From the records below, extract only the lines running from the line with "- **Not started:**" to the line with "development gained two", both lines included, reproducing them exactly.

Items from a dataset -
##########
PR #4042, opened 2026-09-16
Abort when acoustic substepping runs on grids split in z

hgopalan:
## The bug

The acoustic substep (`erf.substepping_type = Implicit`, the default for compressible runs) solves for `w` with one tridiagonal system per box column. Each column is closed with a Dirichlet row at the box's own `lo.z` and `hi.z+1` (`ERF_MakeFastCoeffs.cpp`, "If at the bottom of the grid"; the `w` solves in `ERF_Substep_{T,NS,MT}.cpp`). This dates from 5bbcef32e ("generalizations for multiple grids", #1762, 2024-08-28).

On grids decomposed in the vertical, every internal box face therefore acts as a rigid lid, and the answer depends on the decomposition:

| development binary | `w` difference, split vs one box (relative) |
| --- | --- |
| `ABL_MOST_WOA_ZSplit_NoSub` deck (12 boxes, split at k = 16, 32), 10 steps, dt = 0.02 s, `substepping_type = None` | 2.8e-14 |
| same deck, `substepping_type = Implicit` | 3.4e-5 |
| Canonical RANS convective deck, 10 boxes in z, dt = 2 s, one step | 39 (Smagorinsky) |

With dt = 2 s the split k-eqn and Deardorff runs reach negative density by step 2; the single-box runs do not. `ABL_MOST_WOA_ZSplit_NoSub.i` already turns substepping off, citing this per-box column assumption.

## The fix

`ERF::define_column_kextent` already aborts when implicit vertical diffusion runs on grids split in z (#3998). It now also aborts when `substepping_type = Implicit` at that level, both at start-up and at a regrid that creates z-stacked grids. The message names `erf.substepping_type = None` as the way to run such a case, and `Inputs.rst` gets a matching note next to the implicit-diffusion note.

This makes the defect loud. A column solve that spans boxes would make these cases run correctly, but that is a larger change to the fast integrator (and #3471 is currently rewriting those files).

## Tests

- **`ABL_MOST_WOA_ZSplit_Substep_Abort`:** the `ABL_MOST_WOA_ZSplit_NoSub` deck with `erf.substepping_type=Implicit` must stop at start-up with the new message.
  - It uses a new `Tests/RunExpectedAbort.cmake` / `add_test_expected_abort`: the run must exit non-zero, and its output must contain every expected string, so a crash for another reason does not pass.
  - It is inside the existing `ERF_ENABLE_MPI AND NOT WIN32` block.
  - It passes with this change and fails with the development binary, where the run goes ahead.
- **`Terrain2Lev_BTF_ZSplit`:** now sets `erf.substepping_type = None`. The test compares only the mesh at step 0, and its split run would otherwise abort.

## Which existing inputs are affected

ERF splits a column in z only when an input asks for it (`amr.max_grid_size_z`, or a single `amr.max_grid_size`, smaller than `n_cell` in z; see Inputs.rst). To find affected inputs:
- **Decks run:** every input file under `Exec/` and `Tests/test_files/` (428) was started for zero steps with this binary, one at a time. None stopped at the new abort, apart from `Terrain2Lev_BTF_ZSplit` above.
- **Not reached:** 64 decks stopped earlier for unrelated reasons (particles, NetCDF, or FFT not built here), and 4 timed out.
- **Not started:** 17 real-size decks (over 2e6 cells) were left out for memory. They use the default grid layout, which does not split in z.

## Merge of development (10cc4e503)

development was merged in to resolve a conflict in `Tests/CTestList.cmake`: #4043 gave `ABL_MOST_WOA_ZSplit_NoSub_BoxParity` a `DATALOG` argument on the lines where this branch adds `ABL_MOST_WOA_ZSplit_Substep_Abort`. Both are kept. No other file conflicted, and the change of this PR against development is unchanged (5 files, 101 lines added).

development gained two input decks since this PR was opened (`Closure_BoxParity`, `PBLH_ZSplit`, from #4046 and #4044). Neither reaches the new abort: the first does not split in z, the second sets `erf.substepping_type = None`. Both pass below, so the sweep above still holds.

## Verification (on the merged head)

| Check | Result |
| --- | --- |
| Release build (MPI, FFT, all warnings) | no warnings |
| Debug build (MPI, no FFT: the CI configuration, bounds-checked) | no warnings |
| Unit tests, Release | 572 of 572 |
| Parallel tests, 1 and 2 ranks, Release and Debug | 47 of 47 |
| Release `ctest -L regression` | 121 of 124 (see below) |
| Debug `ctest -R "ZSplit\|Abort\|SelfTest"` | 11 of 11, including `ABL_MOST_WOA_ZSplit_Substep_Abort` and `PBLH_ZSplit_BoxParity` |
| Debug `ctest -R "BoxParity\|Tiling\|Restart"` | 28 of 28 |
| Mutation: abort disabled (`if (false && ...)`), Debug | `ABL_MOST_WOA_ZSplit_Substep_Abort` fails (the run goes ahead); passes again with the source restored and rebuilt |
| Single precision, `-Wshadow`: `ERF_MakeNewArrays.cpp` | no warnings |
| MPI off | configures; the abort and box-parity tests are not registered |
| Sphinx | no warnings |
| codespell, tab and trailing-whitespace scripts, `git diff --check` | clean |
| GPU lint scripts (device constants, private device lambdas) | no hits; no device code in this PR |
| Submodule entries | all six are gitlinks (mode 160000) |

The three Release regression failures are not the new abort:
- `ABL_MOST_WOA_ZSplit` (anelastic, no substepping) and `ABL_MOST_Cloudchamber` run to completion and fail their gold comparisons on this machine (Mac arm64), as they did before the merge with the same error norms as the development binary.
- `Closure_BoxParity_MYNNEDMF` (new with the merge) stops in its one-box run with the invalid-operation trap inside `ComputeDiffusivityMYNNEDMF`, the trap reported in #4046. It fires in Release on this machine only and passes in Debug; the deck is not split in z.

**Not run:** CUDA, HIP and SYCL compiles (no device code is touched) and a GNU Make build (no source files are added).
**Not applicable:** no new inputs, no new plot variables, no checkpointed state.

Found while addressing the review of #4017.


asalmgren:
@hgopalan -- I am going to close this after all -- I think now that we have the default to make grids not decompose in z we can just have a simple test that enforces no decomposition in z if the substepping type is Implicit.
##########
Response -
- **Not started:** 17 real-size decks (over 2e6 cells) were left out for memory. They use the default grid layout, which does not split in z.

## Merge of development (10cc4e503)

development was merged in to resolve a conflict in `Tests/CTestList.cmake`: #4043 gave `ABL_MOST_WOA_ZSplit_NoSub_BoxParity` a `DATALOG` argument on the lines where this branch adds `ABL_MOST_WOA_ZSplit_Substep_Abort`. Both are kept. No other file conflicted, and the change of this PR against development is unchanged (5 files, 101 lines added).

development gained two input decks since this PR was opened (`Closure_BoxParity`, `PBLH_ZSplit`, from #4046 and #4044). Neither reaches the new abort: the first does not split in z, the second sets `erf.substepping_type = None`. Both pass below, so the sweep above still holds.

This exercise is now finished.